Selinunte sarduzze rock with pistachio pesto from Valle del Platani
1 kg of Selinunte sardines
200 g of pistachios from the Platani valley
100 grams of soft wheat flour
100 g cherry tomatoes from pachino
1 carrot 1 Genoese courgette
1 red pepper
100 g breadcrumbs
50 g Grated aged horse cheese
Extra virgin olive oil
Mix the flour with plenty of water as if it were a very fluid batter, in a well heated non-stick pan pour a ladle and spread it so as to form a brik leaf.Remember that it must remain white, let it cool and form a cone and a concave leaf bake at 180 degrees for five minutes, taking on a golden color.
Scale and bone the sardines, 50 g of pistachio, blend it coarsely and 30 g reduce it to powder 20 g keep it whole shelled.

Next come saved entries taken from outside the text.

PR #13392, opened 2020-05-08
[ACR]: bug fixes on token create and image import commands

yugangw-msft:
**Description**  
2 ACR command updates, see history notes below for details

**Testing Guide**  
Added e2e test for token creation
Conducted manual test on image bug fixes
**History Notes**  
[ACR] az acr token create: expose --days argument
[ACR] az acr import: accept --source argument values which contain login in server name through client end correction

### DIFF
--- a/src/azure-cli/azure/cli/command_modules/acr/_params.py
+++ b/src/azure-cli/azure/cli/command_modules/acr/_params.py
@@ -320,17 +320,16 @@ def load_arguments(self, _):  # pylint: disable=too-many-statements
         c.argument('repository_actions_list', options_list=['--repository'], nargs='+', action='append',
                    help='repository permissions. Use the format "--repository REPO [ACTION1 ACTION2 ...]" per flag. ' + valid_actions)
         c.argument('no_passwords', arg_type=get_three_state_flag(), help='Do not generate passwords, instead use "az acr token credential generate"')
+        c.argument('expiration_in_days', help='Number of days for which the credentials will be valid. If not specified, the expiration will default to the max value "9999-12-31T23:59:59.999999+00:00"', type=int, required=False)
 
     with self.argument_context('acr token update') as c:
         c.argument('scope_map_name', options_list=['--scope-map'], help='The name of the scope map associated with the token. If not specified, running this command will disassociate the current scope map related to the token.', required=False)
 
-    for scope in ['acr token create', 'acr token credential generate']:
-        with self.argument_context(scope) as c:
-            c.argument('days', options_list=['--days'], help='Number of days for which the credentials will be valid. If not specified, the expiration will default to the max value "9999-12-31T23:59:59.999999+00:00"', type=int, required=False)
-
     with self.argument_context('acr token credential generate') as c:
         c.argument('password1', options_list=['--password1'], help='Flag indicating if password1 should be generated.', action='store_true', required=False)
         c.argument('password2', options_list=['--password2'], help='Flag indicating if password2 should be generated.', action='store_true', required=False)
+        c.argument('expiration_in_days', options_list=['--expiration-in-days', c.deprecate(target='--days', redirect='--expiration-in-days', hide=True)],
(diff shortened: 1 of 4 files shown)


yonzhan:
add to S169

src/azure-cli/azure/cli/command_modules/acr/token.py
```diff
@@ -21,12 +21,15 @@ def acr_token_create(cmd,
...
-                     no_passwords=None):
+                     no_passwords=None,
+                     days=None):
     from knack.log import get_logger
     from ._utils import get_resource_id_by_registry_name
 
     if bool(repository_actions_list) == bool(scope_map_name):
         raise CLIError("usage error: --repository | --scope-map-name")
+    if no_passwords and days is not None:
+        raise CLIError("usage error: --no-passwords and --days are mutually exclusive.")
```
qwordy, line 32: What if no_passwords is not None and days? Will CLI throw an error?

yugangw-msft: if `no_password` is False or just missing, then it is a valid case to have `days` for user specified expiry time, or `9999-12-31` otherwise

src/azure-cli/azure/cli/command_modules/acr/_params.py
```diff
@@ -324,10 +324,13 @@ def load_arguments(self, _):  # pylint: disable=too-many-statements
     with self.argument_context('acr token update') as c:
         c.argument('scope_map_name', options_list=['--scope-map'], help='The name of the scope map associated with the token. If not specified, running this command will disassociate the current scope map related to the token.', required=False)
 
+    for scope in ['acr token create', 'acr token credential generate']:
+        with self.argument_context(scope) as c:
+            c.argument('days', options_list=['--days'], help='Number of days for which the credentials will be valid. If not specified, the expiration will default to the max value "9999-12-31T23:59:59.999999+00:00"', type=int, required=False)
```
yungezz, line 329: expiration_in_days? I think there's existing guideline of not putting unit in parameter name.

src/azure-cli/azure/cli/command_modules/acr/import.py
```diff
@@ -50,10 +50,15 @@ def acr_import(cmd,
     if source_registry:
         if is_valid_resource_id(source_registry):
             source = ImportSource(resource_id=source_registry, source_image=source_image)
-
         else:
             registry = get_registry_from_name_or_login_server(cmd.cli_ctx, source_registry, source_registry)
             if registry:
+                # trim away redundant login server name, a common error
+                prefix = registry.login_server + '/'
```
yungezz, line 57: how about add validation earlier at params?

src/azure-cli/azure/cli/command_modules/acr/_params.py
yugangw-msft: You are right. The existing `az acr token credential generate` already uses the same name, let me update that one as well . Will put in deprecate. Since the whole command is still under preview, so the eventual breaking is fine.

src/azure-cli/azure/cli/command_modules/acr/import.py
yugangw-msft: This change will be a bit involving, as to do it right, other 3 parameters should also be moved to the validator not just this one. Can I log an issue and do it later?

yugangw-msft:
@qwordy @yungezz, I have addressed the review feedback and also opened a tracking issue for improving the parameter validating. Could you merge the PR when ready; or let me know if there are other things I should address. Thanks.

src/azure-cli/azure/cli/command_modules/acr/import.py
yugangw-msft: Logged https://github.com/Azure/azure-cli/issues/13415

yungezz:
hi @haroldrandom could you pls have a look at the CI failure? why the timeout is 10 mins?

haroldrandom:
> hi @haroldrandom could you pls have a look at the CI failure? why the timeout is 10 mins?

It passed after rerun. 
10 mins is enough for this job based on previous experience, it failed maye be caused by network jetlet occationally.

Prepare a pesto with whole pistachio, basil and oil, cut the vegetables into cubes.
In a pan, fry the onion, add the carrots, the pepper, the zucchini and the tomato when cooked. Chop the sardines in a bowl with a knife, combine everything with the breadcrumbs, taking care to keep a little for the breading, the caciocavallo, chopped parsley, the chopped pistachios sprinkled with the pesto and mix with a pinch of salt.
Cut sheets of film 25 x25, place two spoons of dough in the center and wrap to form a ball (or the shape of the rocher), unpack and pass it in a panura composed of breadcrumbs and pistachio powder, put in a pan and bake at 180 g for 8 minutes.
Serve inside the brik with a little pesto and chopped pistachios on top, putting the cone as a cover.